By the way, assuming your figures are correct, the 6% of image for 90% hit rate doesn't apply here. An image is linear in memory, and the cache controler knows what it will need next. Chess programs are very random access, and the hit rate would be nowhere near is good, thus having to go to main memory more often. And besides, even a 10% miss rate would be enough to hurt performance, over a program running all in cache.
They could have tested a 1MB cache Athlon 64 against a 512 cache P4, and the Athlon would kick its ass all over the place in benchmarks like this, for example, in this benchmark.
You choose a cache size that runs the application well.
Sure, you pick a cache which will run the program well, but programs which fit totally in cache are rare in the real world. That makes benchmarks like these irrevelvant for real world use.
How do you explain many of the athlons in the past few years that have edged out P4s with higher cache sizes...?
Well, the programs becnhmarked probably didn't fit into the cache of the P4, despite being bigger. If they did fit, but not in the Athlon's, the P4 would probably win. But Athlon's are a less affected by cache misses then the P4 architecure, because of the stalls caused by the P4's long pipeline with a cache miss.

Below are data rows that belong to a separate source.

PR #571, opened 2022-11-29
feat(source): OracleDB Metrics source

antonblock:
### Proposed Change

- Update `Oracle Database` source to optionally collect metrics. This is done using the `oracledb_metrics` plugin in the collector.
- Add `enable_logs` flag for existing log parameters
- Bump the minor version of the source type since it's adding new functionality
- Update the documentation with new parameters and instructions on setting up the LPU

### Testing

If you're testing this, message me for access to a live system

##### Checklist
- [x] Changes are tested
- [x] CI has passed


docs/www/integrations/sources/oracle-database.md
```diff
@@ -9,20 +9,57 @@ hidden: false
...
+| username*           | `string`  |                                                                            | Database user to run metric queries with.                                      |
+| password            | `string`  |                                                                            | Password for user.                                                             |
+| sid                 | `string`  |                                                                            | Site Identifier. One or both of sid or service_name must be specified.         |
+| service_name        | `string`  |                                                                            | OracleDB Service Name. One or both of sid or service_name must be specified.   |
+| wallet              | `string`  |                                                                            | OracleDB Wallet file location (must be URL encoded).                           |
+| collection_interval | `int`     |                                                                            | How often (seconds) to scrape for metrics.                                     |
```
armstrmi, line 55: should list default value of 60

armstrmi (commented):
Can't currently approve this, awaiting on collector fix for plugin receiver.

resources/source-types/oracledb.yaml
```diff
@@ -4,20 +4,107 @@ metadata:
...
+
+    - name: endpoint
+      label: Endpoint
+      description: Address to scrape metrics from, as hostname:port.
+      type: string
+      default: localhost:1521
+      relevantIf:
+        - name: enable_metrics
+          operator: equals
+          value: true
```
jsirianni, line 29: Can we split this up into two options? I think the user experience is better, and the port can be defaulted to 1521.  Docs would need a change as well.

resources/source-types/oracledb.yaml
```diff
@@ -4,20 +4,107 @@ metadata:
...
+      label: Username
+      description: Database user to run metric queries with.
+      type: string
+      required: true
+      relevantIf:
+        - name: enable_metrics
+          operator: equals
+          value: true
+
+    - name: password
```
jsirianni, line 41: Is password required?

resources/source-types/oracledb.yaml
```diff
@@ -115,9 +224,41 @@ spec:
...
+
+  metrics:
+    receivers: |
+      {{ if .enable_metrics }}
+      - plugin/oracledb_metrics:
+          path: $OIQ_OTEL_COLLECTOR_HOME/plugins/oracledb_metrics.yaml
+          parameters:
+            endpoint: {{ .endpoint }}
+            username: {{ .username }}
+            password: {{ .password }}
```
jsirianni, line 245: We might want to single quote this to avoid weird issues with characters 
```suggestion
            password: '{{ .password }}'
```

resources/source-types/oracledb.yaml
```diff
@@ -4,20 +4,107 @@ metadata:
...
+
+    - name: service_name
+      label: Service Name
+      description: OracleDB Service Name. One or both of sid or service_name must be specified.
+      type: string
+      default: ""
+      relevantIf:
+        - name: enable_metrics
+          operator: equals
+          value: true
```
jsirianni, line 69: I think it would be nice to wrap these with an enum multi select. We could have the user choose their "connection type"
- sid
- service name
- sid and service name

This might allow us to set sid and service name with `required: true`.

antonblock: Thinking about how to do this, I like combining these to have validation, but need to figure out how multi-select would work

jsirianni: I cannot remember the details, but I thought we implemented multi select enum to solve something similar. @dsvanlani  might know more.

jsirianni (approved):

PR #579, opened 2022-12-05
feat: Prometheus Remote Write destination

cpheps:
### Proposed Change
Added a destination for Prometheus Remote Write exporter. Tested it against a local Cortex instance using [these](https://cortexmetrics.io/docs/getting-started/) instructions.

Screen Shot 2022-12-05 at 1 25 00 PM

Proof data is coming into Cortex:

Screen Shot 2022-12-05 at 1 24 20 PM

##### Checklist
- [ ] Changes are tested
- [ ] CI has passed


docs/www/integrations/destinations/prometheus-remote-write.md
```diff
@@ -0,0 +1,33 @@
...
+
+| Metrics | Logs | Traces |
+| :------ | :--- | :----- |
+| ✓       |      |        |
+
+## Configuration Table
+
+| Parameter                               | Type     | Default | Description                                                                                                                                                                           |
+| :-------------------------------------- | :------- | :------ | :------------------------------------------------------------------------------------------------------------------------------------------------------------------------------------ |
+| endpoint\*                              | `string` |         | Remote write URL to send remote write samples.                                                                                                                                        |
```
jsirianni, line 19: Can we break this up into a couple options?
- host: required
- port: default prometheus port

Protocol could be set conditionally, based on the `enable_tls` option.

resources/destination-types/prometheus_remote_write.yaml
```diff
@@ -0,0 +1,177 @@
...
+      type: string
+      required: false
+      default: ""
+      relevantIf:
+        - name: enable_tls
+          operator: equals
+          value: true
+      advancedConfig: true
+
+    - name: cert_file
```
jsirianni, line 50: Nit: It might be easier for the user to reason about if we have an `enable_mutual_tls` option, which then exposes the cert and key options. This way they can enable TLS without seeing the mutual tls options. I suspect most users will not be using mutual tls.

docs/www/integrations/destinations/prometheus-remote-write.md
jsirianni: Path would also need to be an option, and could probably have a default value and hidden under `advanced`.

resources/destination-types/prometheus_remote_write.yaml
cpheps: I don't disagree. I just copied the current way we're doing this. I think I copied it directly from another destination. Do we currently have a destination that does this? If so wondering if we should make a pass at some point to make them all the same.

docs/www/integrations/destinations/prometheus-remote-write.md
```diff
@@ -0,0 +1,33 @@
...
+| headers                                 | `map`    |         | Additional headers to attach to each HTTP Request. The following headers cannot be change: `Content-Encoding`, `Content-Type`, `X-Prometheus-Remote-Write-Version`, and `User-Agent`. |
```
andykellr, line 20:
```suggestion
| headers                                 | `map`    |         | Additional headers to attach to each HTTP Request. The following headers cannot be changed: `Content-Encoding`, `Content-Type`, `X-Prometheus-Remote-Write-Version`, and `User-Agent`. |
```

resources/destination-types/prometheus_remote_write.yaml
```diff
@@ -0,0 +1,177 @@
...
+          value: true
+      advancedConfig: true
+
+    # Advanced Options
+    - name: headers
+      label: Addition HTTP Headers
+      description: |
+        Additional headers to attach to each HTTP Request.
+
+        The following headers cannot be change: Content-Encoding, Content-Type, X-Prometheus-Remote-Write-Version, User-Agent
```
andykellr, line 80:
```suggestion
        The following headers cannot be changed: Content-Encoding, Content-Type, X-Prometheus-Remote-Write-Version, User-Agent
```

docs/www/integrations/destinations/prometheus-remote-write.md
cpheps: No we can't as it's an actual API endpoint depending on the tech. So for cortex it's `http://localhost:9009/api/v1/push`. The tech defines the endpoint so there's no standard format.

resources/destination-types/prometheus_remote_write.yaml
jsirianni: There is inconsistency right now for sure. Elasticsearch does this https://github.com/observIQ/bindplane-op/blob/main/resources/source-types/elasticsearch.yaml#L145

cpheps: Cool I'll change over to using Elasticsearch's model if we prefer that.

docs/www/integrations/destinations/prometheus-remote-write.md
cpheps: I mean I guess we can but I don't see an advantage to breaking this field up into three separate fields. I'm not sure if there is a default port for prometheus remote write. Looking now, if there is this makes sense if not then I don't see a huge advantage.

cpheps: Sorry slowly realizing what you were getting at. Where `enable_tls` sets the protocol. Yeah looks like port is different for every tech and so is path. So the user would have to specify everything we just auto populate the protocol I guess.

[Here's](https://prometheus.io/docs/operating/integrations/) the list of supported integrations. I randomly picked some and they all look unique.

andykellr:
@jsirianni If you're able to confirm that this works, I am happy with the configurations it produces with the various options I tried.

jsirianni (commented):
When setting only the required params (hostname, port, api path), I get the following error:
```
{"level":"error","timestamp":"2022-12-05T15:55:03.160-0500","message":"1 error occurred:\n\t* template: prometheus_remote_write:8:22: executing \"prometheus_remote_write\" at <.headers>: map has no entry for key \"headers\"\n\n","status":500,"method":"GET","path":"/v1/configurations/re","query":"","ip":"::1","user-agent":"go-resty/2.7.0 (https://github.com/go-resty/resty)","latency":0.005573429}
```

Some template issue with headers

PR #585, opened 2022-12-08
feat: Edit Source + Destination Processors in modal.

dsvanlani:
The PipelineGraph Processor Nodes are not interactive, showing a Dialog with the information about processors with the ability to add, reorder, edit, and delete.

image

### Proposed Change
- Add GQL Mutations for `addProcessor`, `updateProcessors`, and `updateProcessor`.
- Remove the Processors section from the normal resource configuration form, now called `ResourceConfigurationView`

### Screen Shots

image

image

image

image

##### Checklist
- [ ] Changes are tested
- [x] CI has passed


internal/graphql/schema.resolvers.go
```diff
@@ -152,6 +152,88 @@ func (r *metadataResolver) Labels(ctx context.Context, obj *model.Metadata) (map
...
+		return nil, fmt.Errorf("invalid resource type, should be source or destination")
+	}
+
+	_, err = r.bindplane.Store().ApplyResources(ctx, []model.Resource{config})
+	return nil, err
+}
+
+// AddProcessor is the resolver for the addProcessor field.
+func (r *mutationResolver) AddProcessor(ctx context.Context, input model1.AddProcessorInput) (*bool, error) {
+	fmt.Println("here")
```
Mrod1598, line 210:
```suggestion
```

Mrod1598 (approved):
Overall looks good but does feel a little weird that the only way to add processors now is in the topology, where as there's two spots to add sources and destinations. also there's no way to look at the raw and be able to modify processors.

shazlehu (approved):

PR #604, opened 2022-12-13
fix(destinations): Pass `paused` prop for DestinationsDataGrid

antonblock:
### Proposed Change

Update `EditDestinationDialog` to set `paused` based on the retrieved destination, was previously defaulting to false

##### Checklist
- [ ] Changes are tested
- [ ] CI has passed


dsvanlani (approved):
Working for me now 👍

PR #631, opened 2022-12-14
fix(destination): Use processors from config when toggling pause

antonblock:
### Proposed Change
In `onTogglePause`, use destination processors from the configuration instead of getting them from the updated destination. The `BPDestination` object won't have processors on it

##### Checklist
- [ ] Changes are tested
- [ ] CI has passed


dsvanlani (approved):
Working for me

PR #633, opened 2022-12-15
fix: Provide version as global js variable

dsvanlani:
### Proposed Change
It was a known issue where the Bindplane Version (shown in the bottom left-hand corner) would read `unknown` despite a version being set.  This is because an unauthenticated request was cached by the browser.

This PR serves a generated js template at `/js/_globals.js` which provides the version on the `globals` object.

This can be used for enterprise improvements where server config can be exposed by the server without first making a REST request.

## Testing

In dev environments the version will always be "unknown".  Version is injected at build time.  To run a build

build the binary:
```sh
make build
```

run the server:
```
dist/bindplane_darwin_amd64/bindplane serve
```

Navigate to `http://localhost:3001`
##### Checklist
- [ ] Changes are tested
- [ ] CI has passed


dehaansa (approved):

Mrod1598 (approved):
image
LGTM

PR #636, opened 2022-12-19
Map parameter key/value labels

andykellr:
### Proposed Change
I did this during observathon and think is worth keeping around. This allows the heading at the top of the map parameter columns to be specified.

This is the parameter definition I used:

```yaml
    - name: intervals
      label: Intervals
      type: map
      required: true
      options:
        gridColumns: 12
        labels:
          key: Threshold
          value: Reporting Interval
```

##### Checklist
- [ ] Changes are tested
- [ ] CI has passed


dsvanlani (approved):
LGTM.  Tested it out:

image

Mrod1598 (approved):
image
LGTM

PR #642, opened 2022-12-30
feat: switch File Log source to use `filelogreceiver` rather than plugin

schmikei:
It is desired to reduce abstraction and give users more capability when using the [`filelogreceiver`](https://github.com/open-telemetry/opentelemetry-collector-contrib/tree/main/receiver/filelogreceiver#configuration)

### Proposed Change

Also added the following parameters:

- include_file_name_attribute
- include_file_path_attribute
- include_file_name_resolved_attribute
- include_file_path_resolved_attribute
- poll_interval
- max_concurrent_files
- offset_storage_dir
- multiline_line_end_pattern

This change relies on #641 

##### Checklist
- [ ] Changes are tested
- [ ] CI has passed


docs/www/integrations/sources/filelog.md
```diff
@@ -9,21 +9,29 @@ hidden: false
...
+| include_file_path_attribute  | `bool`    | false                            | Whether to add the file path as the attribute `log.file.path`.                                                                                                          |
+| include_file_name_resolved   | `bool`    | false                            | Whether to add the file name after symlinks resolution as the attribute `log.file.name_resolved`.                                                                       |
+| include_file_path_resolved   | `bool`    | false                            | Whether to add the file path after symlinks resolution as the attribute `log.file.path_resolved`.                                                                       |
+| offset_storage_dir           | `string`  | $OIQ_OTEL_COLLECTOR_HOME/storage | The directory that the offset storage file will be created. It is okay if multiple receivers use the same directory.                                                    |
```
jsirianni, line 32: It might be wroth mentioning that the observIQ OTEL Collector has $OIQ_OTEL_COLLECTOR_HOME set by default in its runtime environment, which will differ between platforms but generally the user does not need to worry about it.

I think it is okay to keep the description brief in the parameter definition that is shown in the UI.

resources/source-types/file_log.yaml
```diff
@@ -87,28 +143,46 @@ spec:
...
+          include_file_name_resolved: {{ .include_file_name_resolved_attribute }}
+          include_file_path: {{ .include_file_path_attribute }}
+          include_file_path_resolved: {{ .include_file_path_resolved_attribute }}
+          start_at: {{ .start_at }}
+          poll_interval: {{ .poll_interval }}ms
+          storage: {{ bpComponentID "file_storage" }}
+          operators:
+            {{ if eq .parse_format "json" }}
+            - type: json_parser
+              parse_to: body
```
jsirianni, line 176: This might have been discussed, so forgive me if I am re-opening a discussion. It might be nice to allow the user to decide where fields are parsed_to. I know we prefer body by default but the spec seems to imply attributes. It would be nice if the user could decide.

The same would go for Regex, if you choose to pursue this.

resources/source-types/file_log.yaml
```diff
@@ -87,28 +143,46 @@ spec:
...
-              {{ range $fp := .exclude_file_path }}
-              - '{{ $fp }}'
-              {{end}}
+            {{ range $fp := .exclude_file_path }}
+            - '{{ $fp }}'
+            {{end}}
+          {{ end }}
+          multiline:
+            line_start_pattern: '{{ .multiline_line_start_pattern }}'
+            line_end_pattern: '{{ .multiline_line_end_pattern }}'
```
jsirianni, line 164: I think when handling multiline you need to select one of the two available options (matching the beginning or end).

It might be nice to wrap this in an enum "selector" which allows the user to select "no multiline (default)", "match end", "match beginning".

jsirianni (commented):
This was not introduced here but we might want to fix it here. When selecting regex as a parse option, we might want to make regex_pattern required.

Also, I get this error when selecting regex without a regex pattern. I am not sure if that is the cause of this issue though:
```json
{"level":"error","timestamp":"2023-01-04T13:49:34.827-0500","message":"1 error occurred:\n\t* yaml: line 3: did not find expected '-' indicator\n\n","status":500,"method":"GET","path":"/v1/configurations/file","query":"","ip":"::1","user-agent":"go-resty/2.7.0 (https://github.com/go-resty/resty)","latency":0.003696033}
```

resources/source-types/file_log.yaml
schmikei: Ah  thats a good idea, I'll go ahead and make them exclusive 👍

resources/source-types/file_log.yaml
schmikei: Yeah I think my current understanding was that the old file log source directly in BPOP was supposed to go to body anyhow, however I wasn't sure if we wanted to expose potentially an enum for where to `parse_to` in order to do this.

@cpheps do you have any thoughts/preferences given the whole parsing to `body` and `attributes` still appears to be a fragile construct?

resources/source-types/file_log.yaml
schmikei: Made the change! ✅

docs/www/integrations/sources/filelog.md
schmikei: Added a blurb in the docs ✅

schmikei:
> This was not introduced here but we might want to fix it here. When selecting regex as a parse option, we might want to make regex_pattern required.

I made it required if parse format is regex now ✅

resources/source-types/file_log.yaml
cpheps: Ok looking at this. I think we should expose `parse_to` as an advanced field. It would be nice to choose this depending on your destination as they don't all handling parsing to body well.

schmikei: I added the extra parameter as an advanced configuration option 👍  

image

jsirianni (approved):

jmwilliams89 (approved):

PR #363, opened 2016-02-23
Fixed pre-defined NSValueTransformer constants.

triplef:
These match the reference implementation.

### DIFF
--- a/Frameworks/UnifiedFoundation/Foundation/NSValueTransformer.mm
+++ b/Frameworks/UnifiedFoundation/Foundation/NSValueTransformer.mm
@@ -17,11 +17,11 @@
 #import <StubReturn.h>
 #import <Foundation/NSValueTransformer.h>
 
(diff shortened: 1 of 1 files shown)


rajsesh-msft:
Is there a reason you are using the actual values for the constants? The change doesn't hurt, but want to make sure you are not relying on the actual values instead of the constants defined in the headers.

cloudmonkeypeng:
@rajsesh-msft    I have faced the same problem on the constants string  NSCalendarIdentifierGregorian / NSCalendarIndentifierChinese.  I'm not relying on the actual values. But in my opinion, when I want to output the constants string, it will be better if the actual values is same as the iOS.

rajsesh-msft:
@cloudmonkeypeng Thanks! if you have a pull  request, will be happy to take it. :)

triplef:
@rajsesh-msft thanks for the quick merge! We are using the actual values in XML documents for binding UI elements in our custom UI framework.

PR #364, opened 2016-02-24
make the const string NSCalendarIdentifier same as iOS

cloudmonkeypeng:
Change the constants values as the iOS.
ClangFormat by the Visual Studio plugin.


rajsesh-msft:
The change broke the build due to dependencies being reordered, I have backed this out, could you please resubmit?

PR #375, opened 2016-02-29
It's completely ok to give nil as errorCode pointer...

mgoemmel:
...so we should be prepared for this.

Thanks
Markus


mgoemmel:
WTF, sorry. Will resubmit right after closing this one. Sorry again.

PR #379, opened 2016-03-01
It's completely ok to give nil as errorCode pointer (2nd try)...

mgoemmel:
...so we should be prepared for this.


rajsesh-msft:
nitty comment to use {} with the if statements. 

if (outError) {
   *outError=nil;
}

mgoemmel:
> nitty comment to use {} with the if statements. 

Fixed.

rajsesh-msft:
Thanks again! One more step needed. You have to sign the CLA as mentioned here.  You have to do it only once for all MS open source projects.  

https://github.com/Microsoft/WinObjC/wiki/How-to-Contribute

rajsesh-msft:
Thanks for your contribution.

PR #445, opened 2016-04-15
ImageIO Destination and Properties

yweijiang:
-Added support for CGImageDestination
-Added support for Image Properties in both CGImageSource and CGImageDestination
-Added unit tests for new APIs


Frameworks/ImageIO/CGImageSource.mm
```diff
@@ -489,21 +1370,109 @@ size_t CGImageSourceGetCount(CGImageSourceRef isrc) {
...
+ @Notes A limited subset of source container properties are supported currently  
 */
 CFDictionaryRef CGImageSourceCopyProperties(CGImageSourceRef isrc, CFDictionaryRef options) {
-    UNIMPLEMENTED();
-    return StubReturn();
+    RETURN_NULL_IF(!isrc);
+    NSData* imageData = ((ImageSource*)isrc).data;
+    RETURN_NULL_IF(!imageData);
+
+    NSMutableDictionary *properties = [[NSMutableDictionary alloc] init];
```
jaredhms: nit: * on wrong side; did you clang-format your changes?

Frameworks/ImageIO/CGImageSource.mm
```diff
@@ -489,21 +1370,109 @@ size_t CGImageSourceGetCount(CGImageSourceRef isrc) {
...
+        PROPVARIANT propertyValue;
+        PropVariantInit(&propertyValue);
+        NSMutableDictionary *gifProperties = [[NSMutableDictionary alloc] init];
+
+        if (SUCCEEDED(imageMetadataReader->GetMetadataByName(L"/appext/Data", &propertyValue)) &&
+            propertyValue.vt == (VT_VECTOR | VT_UI1)) {
+            if (propertyValue.caub.pElems[0] == 3 && propertyValue.caub.pElems[1] == 1) {
+                NSNumber* loopCount = [NSNumber numberWithInt:propertyValue.caub.pElems[2] + (propertyValue.caub.pElems[3]<<8)];
+                [gifProperties setObject:loopCount forKey:(id)kCGImagePropertyGIFLoopCount];
+            }
```
jaredhms: could use comments; potentially pull 'magic' values out as constants too?

Frameworks/ImageIO/CGImageSource.mm
```diff
@@ -489,21 +1370,109 @@ size_t CGImageSourceGetCount(CGImageSourceRef isrc) {
...
-    UNIMPLEMENTED();
-    return StubReturn();
+    RETURN_NULL_IF(!isrc);
+    NSData* imageData = ((ImageSource*)isrc).data;
+    RETURN_NULL_IF(!imageData);
+
+    NSMutableDictionary *properties = [[NSMutableDictionary alloc] init]; 
+    [properties setObject:[NSNumber numberWithInt:[imageData length]] forKey:(id)kCGImagePropertyFileSize];
+
+    // Look for container-level metadata if the file is a GIF.
```
jaredhms: else? is it a caveat that we're only handling gifs here, or is that expected?

Frameworks/ImageIO/CGImageSource.mm
```diff
@@ -112,6 +115,884 @@ - (CFStringRef)getImageType {
 }
 @end
 
+CFDictionaryRef readJPEGProperties(IWICMetadataQueryReader* imageMetadataReader) {
+    PROPVARIANT propertyValue;
+    PropVariantInit(&propertyValue);
+    NSMutableDictionary *properties = [[NSMutableDictionary alloc] init];
```
jaredhms: nit

Frameworks/ImageIO/CGImageSource.mm
```diff
@@ -112,6 +115,884 @@ - (CFStringRef)getImageType {
...
+        propertyValue.vt == VT_LPSTR) {
+        [exifProperties setObject:[NSString stringWithUTF8String:propertyValue.pszVal] forKey:(id)kCGImagePropertyExifLensModel];
+    }
+
+    PropVariantClear(&propertyValue);
+    if (SUCCEEDED(imageMetadataReader->GetMetadataByName(L"/app1/ifd/exif/{ushort=37500}", &propertyValue)) && 
+        propertyValue.vt == VT_BLOB) {
+        [exifProperties setObject:[NSData dataWithBytesNoCopy:propertyValue.blob.pBlobData 
+                                                       length:propertyValue.blob.cbSize 
+                                                 freeWhenDone:YES]
```
jaredhms: Are you sure PropVariantClear doesn't free memory in the blob field, and that the memory was allocated with malloc?  It seems like we do need to make a copy here.

Frameworks/ImageIO/CGImageSource.mm
yweijiang: From the MSDN Documentation on the metadata query reader: 

If an image format does not support container-level metadata, this will return WINCODEC_ERR_UNSUPPORTEDOPERATION. The only Windows provided image format that supports container-level metadata is GIF. Instead, use IWICBitmapFrameDecode::GetMetadataQueryReader.

Only GIF can have metadata for the whole entire image source, which is what this API looks for. Individual frame properties are handled by the CGImageSourceCopyPropertiesAtIndex API.

Frameworks/ImageIO/CGImageSource.mm
yweijiang: Added a comment about what the GIF header contains for the looping properties, and made constants for the static bytes in front.

Frameworks/ImageIO/CGImageSource.mm
yweijiang: I did but it didn't detect anything. I may have set it up incorrectly so it wasn't diffing against the correct master and thought there were no changes.

Frameworks/ImageIO/CGImageSource.mm
jaredhms: thanks; can you please add a bit more info about that to this comment?

---
In reply to: [60331063](https://github.com/Microsoft/WinObjC/pull/445#discussion_r60331063) [](ancestors = 60331063)

Frameworks/ImageIO/CGImageSource.mm
yweijiang: You are correct, this actually does free the blob field. I changed it so it does make a copy, also rewrote the way the Exif version was being parsed to match what Apple does (make an array with say, {2, 2, 1} to represent version 2.2.1 instead of the raw characters "0221" which is what the blob bytes would contain).

Frameworks/ImageIO/CGImageSource.mm
```diff
@@ -112,6 +115,890 @@ - (CFStringRef)getImageType {
...
+    PropVariantClear(&propertyValue);
+    if (SUCCEEDED(imageMetadataReader->GetMetadataByName(L"/sRGB/RenderingIntent", &propertyValue)) && propertyValue.vt == VT_UI1) {
+        [pngProperties setObject:[NSNumber numberWithInt:propertyValue.bVal] forKey:(id)kCGImagePropertyPNGsRGBIntent];
+    }
+
+    PropVariantClear(&propertyValue);
+    if (SUCCEEDED(imageMetadataReader->GetMetadataByName(L"/chrominance/TableEntry", &propertyValue)) && 
+        propertyValue.vt == (VT_VECTOR | VT_UI1)) {
+        // [pngProperties setObject:[NSArray arrayWithObjects:(id)propertyValue.caub.pElems count:propertyValue.caub.cElems] 
+        //                   forKey:(id)kCGImagePropertyPNGChromaticities];
```
jaredhms: why is this commented out?

Frameworks/ImageIO/CGImageSource.mm
```diff
@@ -112,6 +115,890 @@ - (CFStringRef)getImageType {
...
+        [properties setObject:[NSNumber numberWithInt:propertyValue.uiVal] forKey:(id)kCGImagePropertyDepth];
+    }
+
+    PropVariantClear(&propertyValue);
+    if (SUCCEEDED(imageMetadataReader->GetMetadataByName(L"/app1/ifd/{ushort=274}", &propertyValue)) && propertyValue.vt == VT_UI2) {
+        [properties setObject:[NSNumber numberWithInt:propertyValue.uiVal] forKey:(id)kCGImagePropertyOrientation];
+    }
+
+    // JPEG Properties - Format-specific
+    NSMutableDictionary* jfifProperties = [[NSMutableDictionary alloc] init];
```
jaredhms: It looks like we're leaking these nested maps, since the retain count will be 1 here, and 2 when it's added to jpegProperties, but we never release our reference.  Can we enable ARC on these files?  If so, can you also #import "AssertARCEnabled.h" in each file so it's clear that ARC is enabled?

This review is BS. Any running program which would not fit into the Athlon 64's 512KB cache but fit into the Xeon's 1MB cache would have much better performance. Case in point, I downloaded the Windows version of the tspc181 chess program used in the article, and it showed 644KB memory usage in Task Manager. This would explain the much better score of the Xeon, as the Athlon 64 would have to be constantly swapping with main memory while the Xeon ran from the cache. Any test like this will significantly skewer the results. A fairer comparision would be a 1 MB cache Opteron or FX vs the 1MB cache Xeon.
As almost any tech reviewer would have been aware of this, one can only wonder if some money changed hands, as this article seems to be intentionally slanted to make the Xeon look better then the Athlon 64. Also synthetic benchmarks in general tend to be very unreliable, and sometimes worthless, often slanted in design to favor one CPU or another, usually Intels, since they have the most money to throw around.